**WORK INSTRUCTION:**
Across the entries below, count the lines that contain the word "haven" and reply with that number only.

**SOURCE INFORMATION:**

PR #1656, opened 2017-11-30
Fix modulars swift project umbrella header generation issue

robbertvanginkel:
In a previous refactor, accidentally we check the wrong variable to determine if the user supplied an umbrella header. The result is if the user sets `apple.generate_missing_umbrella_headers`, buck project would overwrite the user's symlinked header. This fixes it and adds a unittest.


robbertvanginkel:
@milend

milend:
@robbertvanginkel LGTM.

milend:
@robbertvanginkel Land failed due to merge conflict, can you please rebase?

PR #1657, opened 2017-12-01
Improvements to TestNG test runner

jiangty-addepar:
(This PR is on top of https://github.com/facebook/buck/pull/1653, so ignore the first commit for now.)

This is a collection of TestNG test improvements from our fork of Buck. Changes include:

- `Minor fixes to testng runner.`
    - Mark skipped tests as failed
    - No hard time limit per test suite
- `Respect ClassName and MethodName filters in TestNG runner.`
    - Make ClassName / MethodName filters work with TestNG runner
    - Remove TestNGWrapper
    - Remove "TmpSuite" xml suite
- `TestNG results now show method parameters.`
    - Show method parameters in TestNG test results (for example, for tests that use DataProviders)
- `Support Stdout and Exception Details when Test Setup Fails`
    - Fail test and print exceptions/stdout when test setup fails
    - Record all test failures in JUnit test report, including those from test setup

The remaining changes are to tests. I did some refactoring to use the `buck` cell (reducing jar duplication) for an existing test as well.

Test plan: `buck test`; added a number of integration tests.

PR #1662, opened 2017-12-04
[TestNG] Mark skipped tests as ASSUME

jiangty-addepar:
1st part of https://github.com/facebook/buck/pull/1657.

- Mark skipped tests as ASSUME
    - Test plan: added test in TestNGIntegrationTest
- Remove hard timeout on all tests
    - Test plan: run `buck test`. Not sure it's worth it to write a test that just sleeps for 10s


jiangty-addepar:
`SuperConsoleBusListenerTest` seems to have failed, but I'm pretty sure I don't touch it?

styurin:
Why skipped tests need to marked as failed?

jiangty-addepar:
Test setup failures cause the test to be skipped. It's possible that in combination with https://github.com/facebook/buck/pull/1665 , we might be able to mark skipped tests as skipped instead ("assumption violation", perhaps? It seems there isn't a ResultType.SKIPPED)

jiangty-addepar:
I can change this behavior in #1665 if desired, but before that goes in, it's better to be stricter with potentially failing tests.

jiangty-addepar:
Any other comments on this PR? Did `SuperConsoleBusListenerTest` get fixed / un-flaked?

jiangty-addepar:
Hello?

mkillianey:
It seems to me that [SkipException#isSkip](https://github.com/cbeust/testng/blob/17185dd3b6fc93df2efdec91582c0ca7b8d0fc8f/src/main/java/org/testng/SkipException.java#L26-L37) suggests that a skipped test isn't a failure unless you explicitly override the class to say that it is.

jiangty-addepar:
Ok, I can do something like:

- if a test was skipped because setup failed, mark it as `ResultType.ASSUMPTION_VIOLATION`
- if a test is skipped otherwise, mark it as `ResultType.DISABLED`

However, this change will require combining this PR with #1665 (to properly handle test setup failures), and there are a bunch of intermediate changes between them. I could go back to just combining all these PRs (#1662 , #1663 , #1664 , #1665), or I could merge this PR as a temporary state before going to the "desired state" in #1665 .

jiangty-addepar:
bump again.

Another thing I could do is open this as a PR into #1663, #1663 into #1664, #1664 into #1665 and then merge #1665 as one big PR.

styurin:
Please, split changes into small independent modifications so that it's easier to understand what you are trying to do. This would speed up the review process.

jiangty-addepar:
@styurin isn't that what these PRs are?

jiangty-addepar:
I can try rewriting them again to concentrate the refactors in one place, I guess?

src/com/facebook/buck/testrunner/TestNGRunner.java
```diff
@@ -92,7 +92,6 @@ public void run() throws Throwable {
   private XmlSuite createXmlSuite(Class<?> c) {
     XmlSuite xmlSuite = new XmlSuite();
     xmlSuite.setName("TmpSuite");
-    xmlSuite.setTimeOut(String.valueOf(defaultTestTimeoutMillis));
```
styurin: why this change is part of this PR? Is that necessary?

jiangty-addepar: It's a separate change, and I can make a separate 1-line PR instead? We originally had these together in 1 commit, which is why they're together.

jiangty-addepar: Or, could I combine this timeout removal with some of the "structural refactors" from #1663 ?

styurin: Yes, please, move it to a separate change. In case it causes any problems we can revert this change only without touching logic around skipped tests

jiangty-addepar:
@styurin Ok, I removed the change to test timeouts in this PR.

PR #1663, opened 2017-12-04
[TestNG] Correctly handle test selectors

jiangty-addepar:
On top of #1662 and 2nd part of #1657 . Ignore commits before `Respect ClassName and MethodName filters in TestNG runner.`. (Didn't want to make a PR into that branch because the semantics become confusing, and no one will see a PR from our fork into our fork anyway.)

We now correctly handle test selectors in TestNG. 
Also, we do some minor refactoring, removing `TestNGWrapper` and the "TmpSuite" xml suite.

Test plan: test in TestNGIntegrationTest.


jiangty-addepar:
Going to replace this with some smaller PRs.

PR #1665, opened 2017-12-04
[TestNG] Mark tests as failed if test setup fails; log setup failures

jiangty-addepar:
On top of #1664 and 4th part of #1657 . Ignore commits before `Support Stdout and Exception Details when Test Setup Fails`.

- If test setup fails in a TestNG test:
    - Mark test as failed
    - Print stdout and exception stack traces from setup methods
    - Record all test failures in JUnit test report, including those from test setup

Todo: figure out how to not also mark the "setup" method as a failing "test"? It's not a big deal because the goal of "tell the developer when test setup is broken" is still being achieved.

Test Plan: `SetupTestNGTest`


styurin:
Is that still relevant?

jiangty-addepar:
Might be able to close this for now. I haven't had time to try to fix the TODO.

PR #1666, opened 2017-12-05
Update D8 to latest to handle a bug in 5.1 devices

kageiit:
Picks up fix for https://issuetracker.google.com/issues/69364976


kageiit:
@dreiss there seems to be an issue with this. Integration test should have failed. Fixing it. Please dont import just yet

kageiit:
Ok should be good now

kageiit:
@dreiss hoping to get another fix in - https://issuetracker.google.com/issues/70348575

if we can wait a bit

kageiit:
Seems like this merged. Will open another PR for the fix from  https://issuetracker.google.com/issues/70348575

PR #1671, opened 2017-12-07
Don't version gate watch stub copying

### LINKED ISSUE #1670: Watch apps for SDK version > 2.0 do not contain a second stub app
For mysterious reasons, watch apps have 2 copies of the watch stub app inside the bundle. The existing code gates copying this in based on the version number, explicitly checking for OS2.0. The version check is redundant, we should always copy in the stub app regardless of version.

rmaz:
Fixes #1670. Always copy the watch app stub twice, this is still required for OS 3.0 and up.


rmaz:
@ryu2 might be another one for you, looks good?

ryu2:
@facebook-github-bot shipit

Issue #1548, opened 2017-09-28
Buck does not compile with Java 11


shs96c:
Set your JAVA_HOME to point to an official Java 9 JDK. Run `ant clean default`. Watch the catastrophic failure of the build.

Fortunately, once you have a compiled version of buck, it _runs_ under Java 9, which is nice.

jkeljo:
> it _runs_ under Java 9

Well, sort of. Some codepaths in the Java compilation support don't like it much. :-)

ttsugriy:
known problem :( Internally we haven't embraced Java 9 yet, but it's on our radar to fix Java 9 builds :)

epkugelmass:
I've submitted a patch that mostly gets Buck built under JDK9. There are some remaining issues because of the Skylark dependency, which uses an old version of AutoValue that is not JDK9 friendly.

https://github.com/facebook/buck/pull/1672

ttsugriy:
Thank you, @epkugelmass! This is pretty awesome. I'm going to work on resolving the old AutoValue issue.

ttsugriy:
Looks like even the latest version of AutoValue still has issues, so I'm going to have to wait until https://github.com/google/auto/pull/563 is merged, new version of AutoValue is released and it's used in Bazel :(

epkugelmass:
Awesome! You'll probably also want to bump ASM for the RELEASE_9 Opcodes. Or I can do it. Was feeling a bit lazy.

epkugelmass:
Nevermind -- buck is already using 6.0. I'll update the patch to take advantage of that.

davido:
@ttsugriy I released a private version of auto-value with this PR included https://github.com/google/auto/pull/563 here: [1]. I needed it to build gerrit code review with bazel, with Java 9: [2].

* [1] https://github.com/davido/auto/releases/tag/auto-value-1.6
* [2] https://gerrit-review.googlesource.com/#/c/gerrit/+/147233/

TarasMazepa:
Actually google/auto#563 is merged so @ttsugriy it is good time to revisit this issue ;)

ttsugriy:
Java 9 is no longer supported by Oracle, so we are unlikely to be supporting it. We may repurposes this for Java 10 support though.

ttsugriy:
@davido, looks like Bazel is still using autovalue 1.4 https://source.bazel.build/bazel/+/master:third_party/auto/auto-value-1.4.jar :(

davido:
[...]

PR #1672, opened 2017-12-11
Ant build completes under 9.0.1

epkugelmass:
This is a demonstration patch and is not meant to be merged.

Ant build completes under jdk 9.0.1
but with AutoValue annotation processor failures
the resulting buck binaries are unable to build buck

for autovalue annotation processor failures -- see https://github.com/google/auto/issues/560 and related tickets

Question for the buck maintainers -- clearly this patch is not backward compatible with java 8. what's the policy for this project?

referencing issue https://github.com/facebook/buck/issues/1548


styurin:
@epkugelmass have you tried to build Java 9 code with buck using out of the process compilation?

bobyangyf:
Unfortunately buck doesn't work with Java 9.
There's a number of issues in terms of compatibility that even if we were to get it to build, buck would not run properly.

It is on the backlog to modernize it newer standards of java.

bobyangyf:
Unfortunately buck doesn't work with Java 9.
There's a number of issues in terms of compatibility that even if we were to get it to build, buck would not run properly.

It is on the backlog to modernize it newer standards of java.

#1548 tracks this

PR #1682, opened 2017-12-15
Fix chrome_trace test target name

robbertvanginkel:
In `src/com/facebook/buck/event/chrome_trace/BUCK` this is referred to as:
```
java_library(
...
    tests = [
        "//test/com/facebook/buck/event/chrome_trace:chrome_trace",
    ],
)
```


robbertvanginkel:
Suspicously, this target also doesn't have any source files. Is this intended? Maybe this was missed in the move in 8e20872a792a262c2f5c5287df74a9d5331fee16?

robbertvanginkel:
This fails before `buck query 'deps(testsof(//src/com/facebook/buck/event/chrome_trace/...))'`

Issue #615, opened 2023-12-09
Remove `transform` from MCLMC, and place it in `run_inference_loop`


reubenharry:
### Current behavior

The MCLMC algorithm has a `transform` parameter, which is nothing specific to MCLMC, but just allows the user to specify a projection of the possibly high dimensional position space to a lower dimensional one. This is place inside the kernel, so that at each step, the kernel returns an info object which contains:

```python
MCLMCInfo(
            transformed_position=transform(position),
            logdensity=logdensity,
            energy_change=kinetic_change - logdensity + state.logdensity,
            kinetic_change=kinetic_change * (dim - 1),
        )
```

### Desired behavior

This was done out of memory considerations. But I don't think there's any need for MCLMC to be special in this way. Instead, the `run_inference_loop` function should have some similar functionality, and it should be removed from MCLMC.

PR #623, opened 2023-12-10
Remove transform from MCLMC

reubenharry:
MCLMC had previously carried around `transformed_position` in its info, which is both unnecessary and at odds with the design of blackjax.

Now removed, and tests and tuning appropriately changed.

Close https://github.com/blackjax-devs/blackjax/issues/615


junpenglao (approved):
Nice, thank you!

==

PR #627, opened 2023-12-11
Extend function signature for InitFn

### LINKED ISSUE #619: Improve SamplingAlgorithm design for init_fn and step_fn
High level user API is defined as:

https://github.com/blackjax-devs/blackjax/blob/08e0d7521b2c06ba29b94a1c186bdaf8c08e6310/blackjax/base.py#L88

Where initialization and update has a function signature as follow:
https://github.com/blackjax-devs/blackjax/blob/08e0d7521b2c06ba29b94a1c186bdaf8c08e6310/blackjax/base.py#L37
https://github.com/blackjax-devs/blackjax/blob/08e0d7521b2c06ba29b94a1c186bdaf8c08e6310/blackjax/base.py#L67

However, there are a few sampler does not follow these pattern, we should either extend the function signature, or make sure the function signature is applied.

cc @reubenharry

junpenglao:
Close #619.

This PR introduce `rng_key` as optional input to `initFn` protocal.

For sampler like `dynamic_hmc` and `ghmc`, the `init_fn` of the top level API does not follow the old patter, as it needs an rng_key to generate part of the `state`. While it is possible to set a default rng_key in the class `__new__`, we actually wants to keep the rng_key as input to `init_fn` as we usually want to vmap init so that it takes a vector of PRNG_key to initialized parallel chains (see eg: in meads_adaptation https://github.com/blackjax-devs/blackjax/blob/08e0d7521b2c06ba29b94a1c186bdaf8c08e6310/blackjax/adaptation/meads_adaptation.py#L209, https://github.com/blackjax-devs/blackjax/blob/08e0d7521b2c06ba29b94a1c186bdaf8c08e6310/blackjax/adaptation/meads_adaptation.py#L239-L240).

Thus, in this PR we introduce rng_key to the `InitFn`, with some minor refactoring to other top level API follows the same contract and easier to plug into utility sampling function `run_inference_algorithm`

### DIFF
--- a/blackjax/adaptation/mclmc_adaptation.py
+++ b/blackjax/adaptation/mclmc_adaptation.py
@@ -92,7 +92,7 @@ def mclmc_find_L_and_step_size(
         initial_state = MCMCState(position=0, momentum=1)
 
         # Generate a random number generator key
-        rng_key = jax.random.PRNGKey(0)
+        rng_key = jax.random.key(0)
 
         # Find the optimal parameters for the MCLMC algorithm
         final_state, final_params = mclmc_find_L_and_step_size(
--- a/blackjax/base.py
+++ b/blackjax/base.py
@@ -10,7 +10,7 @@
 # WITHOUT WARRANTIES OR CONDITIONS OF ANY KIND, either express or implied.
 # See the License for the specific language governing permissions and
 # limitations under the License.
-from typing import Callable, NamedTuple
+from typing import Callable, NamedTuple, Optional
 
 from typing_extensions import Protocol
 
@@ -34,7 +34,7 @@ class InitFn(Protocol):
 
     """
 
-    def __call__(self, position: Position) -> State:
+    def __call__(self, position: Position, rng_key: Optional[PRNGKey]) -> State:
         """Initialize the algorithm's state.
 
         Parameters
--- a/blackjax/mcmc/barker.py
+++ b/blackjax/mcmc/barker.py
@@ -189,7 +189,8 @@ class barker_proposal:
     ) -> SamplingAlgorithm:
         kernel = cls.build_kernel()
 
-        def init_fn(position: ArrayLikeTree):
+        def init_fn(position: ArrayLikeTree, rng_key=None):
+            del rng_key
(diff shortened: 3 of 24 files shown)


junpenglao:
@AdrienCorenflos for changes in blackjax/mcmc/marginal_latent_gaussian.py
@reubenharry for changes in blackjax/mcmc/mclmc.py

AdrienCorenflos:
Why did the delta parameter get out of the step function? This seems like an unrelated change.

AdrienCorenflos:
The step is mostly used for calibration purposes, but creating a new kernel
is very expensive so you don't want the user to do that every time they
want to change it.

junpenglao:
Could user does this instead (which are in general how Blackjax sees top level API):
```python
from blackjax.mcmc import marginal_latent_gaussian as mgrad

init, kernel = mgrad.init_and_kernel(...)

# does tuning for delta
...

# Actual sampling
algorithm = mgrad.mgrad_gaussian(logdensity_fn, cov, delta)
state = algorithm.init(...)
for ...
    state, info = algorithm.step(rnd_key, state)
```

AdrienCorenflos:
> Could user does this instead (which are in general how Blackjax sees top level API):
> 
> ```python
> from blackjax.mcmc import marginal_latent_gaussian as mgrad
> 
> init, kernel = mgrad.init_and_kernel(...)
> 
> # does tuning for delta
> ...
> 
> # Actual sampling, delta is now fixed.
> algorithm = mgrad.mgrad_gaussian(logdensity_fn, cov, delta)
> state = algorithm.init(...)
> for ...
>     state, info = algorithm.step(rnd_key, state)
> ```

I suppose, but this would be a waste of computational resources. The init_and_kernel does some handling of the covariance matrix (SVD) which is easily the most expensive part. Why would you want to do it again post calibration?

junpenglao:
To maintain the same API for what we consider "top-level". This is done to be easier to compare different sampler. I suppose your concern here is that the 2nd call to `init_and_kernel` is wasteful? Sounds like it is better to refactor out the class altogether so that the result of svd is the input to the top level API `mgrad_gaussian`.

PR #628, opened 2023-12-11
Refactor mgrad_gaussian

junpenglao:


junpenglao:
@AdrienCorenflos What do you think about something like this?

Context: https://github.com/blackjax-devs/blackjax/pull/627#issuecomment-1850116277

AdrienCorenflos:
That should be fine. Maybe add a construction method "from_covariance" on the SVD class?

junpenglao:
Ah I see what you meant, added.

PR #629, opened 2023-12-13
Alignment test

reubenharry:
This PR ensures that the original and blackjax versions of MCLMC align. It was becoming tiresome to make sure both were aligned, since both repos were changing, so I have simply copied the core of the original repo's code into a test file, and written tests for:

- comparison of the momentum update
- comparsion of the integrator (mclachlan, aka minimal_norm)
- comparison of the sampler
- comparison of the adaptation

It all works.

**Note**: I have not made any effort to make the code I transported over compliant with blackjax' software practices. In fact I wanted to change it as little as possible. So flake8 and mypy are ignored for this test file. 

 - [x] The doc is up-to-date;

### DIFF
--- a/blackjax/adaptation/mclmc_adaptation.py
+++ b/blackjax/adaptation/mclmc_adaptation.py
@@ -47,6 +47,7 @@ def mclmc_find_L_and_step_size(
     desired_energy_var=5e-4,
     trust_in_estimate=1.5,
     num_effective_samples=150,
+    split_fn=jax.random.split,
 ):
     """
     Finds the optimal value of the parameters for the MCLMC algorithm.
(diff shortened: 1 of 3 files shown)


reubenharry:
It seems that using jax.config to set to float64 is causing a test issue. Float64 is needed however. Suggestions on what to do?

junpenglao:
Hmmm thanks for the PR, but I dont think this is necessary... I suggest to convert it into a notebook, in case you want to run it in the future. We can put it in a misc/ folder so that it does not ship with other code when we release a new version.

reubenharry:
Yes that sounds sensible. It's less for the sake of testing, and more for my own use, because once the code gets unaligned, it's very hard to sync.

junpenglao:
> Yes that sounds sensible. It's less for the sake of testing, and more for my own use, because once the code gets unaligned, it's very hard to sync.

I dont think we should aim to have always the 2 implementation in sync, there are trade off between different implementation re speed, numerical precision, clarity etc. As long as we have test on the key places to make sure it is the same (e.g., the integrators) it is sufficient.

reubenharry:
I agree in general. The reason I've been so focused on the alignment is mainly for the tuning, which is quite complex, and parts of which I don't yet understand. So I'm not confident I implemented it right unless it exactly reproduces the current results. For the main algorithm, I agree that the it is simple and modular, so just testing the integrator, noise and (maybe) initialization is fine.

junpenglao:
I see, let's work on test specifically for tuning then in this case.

* * *

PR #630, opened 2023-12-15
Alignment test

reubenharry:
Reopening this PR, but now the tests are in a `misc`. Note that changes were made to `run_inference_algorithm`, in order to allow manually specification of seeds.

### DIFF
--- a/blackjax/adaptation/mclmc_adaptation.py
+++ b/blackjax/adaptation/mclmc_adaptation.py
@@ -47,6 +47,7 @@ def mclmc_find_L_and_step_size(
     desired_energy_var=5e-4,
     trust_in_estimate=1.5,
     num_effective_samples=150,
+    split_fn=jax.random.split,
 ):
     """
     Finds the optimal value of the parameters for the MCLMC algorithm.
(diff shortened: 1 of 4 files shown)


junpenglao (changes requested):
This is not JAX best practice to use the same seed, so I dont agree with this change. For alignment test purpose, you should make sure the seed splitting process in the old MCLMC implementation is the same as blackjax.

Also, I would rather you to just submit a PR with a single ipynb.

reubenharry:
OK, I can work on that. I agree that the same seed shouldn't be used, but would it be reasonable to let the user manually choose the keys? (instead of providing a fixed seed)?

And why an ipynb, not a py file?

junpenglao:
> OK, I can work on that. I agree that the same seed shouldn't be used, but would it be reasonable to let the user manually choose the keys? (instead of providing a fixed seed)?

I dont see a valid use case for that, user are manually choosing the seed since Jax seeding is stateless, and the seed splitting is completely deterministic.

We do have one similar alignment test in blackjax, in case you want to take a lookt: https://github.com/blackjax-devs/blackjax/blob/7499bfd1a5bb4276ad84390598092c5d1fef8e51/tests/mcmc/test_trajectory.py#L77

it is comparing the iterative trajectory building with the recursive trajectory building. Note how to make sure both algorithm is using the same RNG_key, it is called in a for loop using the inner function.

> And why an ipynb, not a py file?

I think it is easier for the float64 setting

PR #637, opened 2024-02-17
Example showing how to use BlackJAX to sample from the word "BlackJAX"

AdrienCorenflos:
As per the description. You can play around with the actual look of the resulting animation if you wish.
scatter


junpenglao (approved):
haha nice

**RESPONSE FOR THIS EXERCISE:**
2